::: Exercise data
Issue #496, opened 2020-07-30
Avalonia Support?


Benny121221:
**Issue to be solved:**
Supporting Avalonia would allow interactive plots on Linux and Mac. If you're not familiar, Avalonia feels very similar to WPF, but with a few features absent. Avalonia is in pre-release, so that could well change.
* If this issue relates to an existing pull request, link to it here.

I have a branch on my fork with a working Avalonia UserControl. Because of the aforementioned absent features, as well as the interest in cross-platform compatibility, not all the same features that WPF and WinForms enjoy are present.

The branch is available here: https://github.com/Benny121221/ScottPlot/tree/avalonia

I can understand that you may be hesitant to support another platform, but I personally believe there is merit in being available on Linux and Mac. Plus, Avalonia feels *very* similar to WPF, most code can be copy-pasted and then find-and-replaced.

Let me know if you want me to open a PR. If you don't want to enhance your maintenance burden, then I'm happy to release an unofficial Avalonia UserControl, as I have a personal need for Linux support.
* If this issue relates to a patch, paste the contents of the patch here.

New contributors should review CONTRIBUTING.md:
https://github.com/swharden/ScottPlot/blob/master/CONTRIBUTING.md

Benny121221:
It turns out that Avalonia is more similar to WPF than I had thought, the codename for WPF was Avalon. Wild.

swharden:
Hey @Benny121221! 

I want to study this topic in a little more detail before I give a thorough response, but perhaps I'll outline my thinking at this point and get your reflection of my thought process. I'm lightly aware of Avalonia (https://avaloniaui.net/), and understand it is already being used to write cross-platform UIs for .NET applications. However, I'm also aware that later this year Microsoft is officially releasing MAUI (https://devblogs.microsoft.com/dotnet/introducing-net-multi-platform-app-ui/) which will be used to write cross-platform UIs for .NET applications. It looks to be a lot like Xamarin.Forms, which in my head I treat as "WPF for mobile".

Knowing MAUI is around the corner, I was planning on pursuing support for it when it's released. It looks like MAUI preview 1 is scheduled for late 2020, with a full release targeted at 2021. https://github.com/dotnet/maui/wiki/Roadmap 

What do you think about the future of Avalonia balanced with the emergence of MAUI?

[...]

PR #503, opened 2020-08-09
Avalonia

Benny121221:

**Purpose:**
Adds Avalonia UserControl.
#496 

**New functionality (code):**

It seems inappropriate to drop several files in here, but I have a repo which I used for testing: https://github.com/Benny121221/ScottPlotTesting/tree/master/src/AvaloniaTesting

You'll notice that Avalonia feels very similar to WPF. Note that you'll have to point to a built ScottPlot dll, otherwise it won't find the assembly.

image

**Autoformat your code:**
```
cd ScottPlot/src/
dotnet format
```


Benny121221:
Looks like I need to rebase :/

Benny121221:
Ah, you made some changes in 2a8c3cfd242b05f7de20f2f19aa378a70642d69e that complicated things, that's all

Benny121221:
I don't think that's my fault because I ran `dotnet-format` locally and it made no changes

swharden:
It's looking good! 

I haven't looked into it too deeply yet, but why doesn't the control resize when the window does? 🤔 

image

Benny121221:
Avalonia does not have a resize event. I noticed this at the time and realized the workaround could be annoying so I decided to leave it for later. I then forgot about it -_-

If you're interested, this is the relevant portion: https://github.com/swharden/ScottPlot/blob/cd6c59a6f0d4b502ba9a7c028730d386c348231e/src/ScottPlot.Avalonia/AvaPlot.axaml.cs#L82:L94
::::::
— Work to be completed —
Looking over the records, find each line with the word "resize" and copy it.

— Exercise answer —
I haven't looked into it too deeply yet, but why doesn't the control resize when the window does? 🤔 
Avalonia does not have a resize event. I noticed this at the time and realized the workaround could be annoying so I decided to leave it for later. I then forgot about it -_-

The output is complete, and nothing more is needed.